*** Opening RAW DATA ***

PR #2648, opened 2022-11-12
Remove redundant wheel dep from pyproject.toml

mgorny:
Remove the redundant `wheel` dependency, as it is added by the backend automatically.  Listing it explicitly in the documentation was a historical mistake and has been fixed since, see: https://github.com/pypa/setuptools/commit/f7d30a9529378cf69054b5176249e5457aaf640a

*** Closing RAW DATA ***

REQUIRED ACTION ▸ Which lines above include the word "wheel"? Pick them out and copy them.

SOLUTION TO THIS TASK ▸
Remove redundant wheel dep from pyproject.toml
Remove the redundant `wheel` dependency, as it is added by the backend automatically.  Listing it explicitly in the documentation was a historical mistake and has been fixed since, see: https://github.com/pypa/setuptools/commit/f7d30a9529378cf69054b5176249e5457aaf640a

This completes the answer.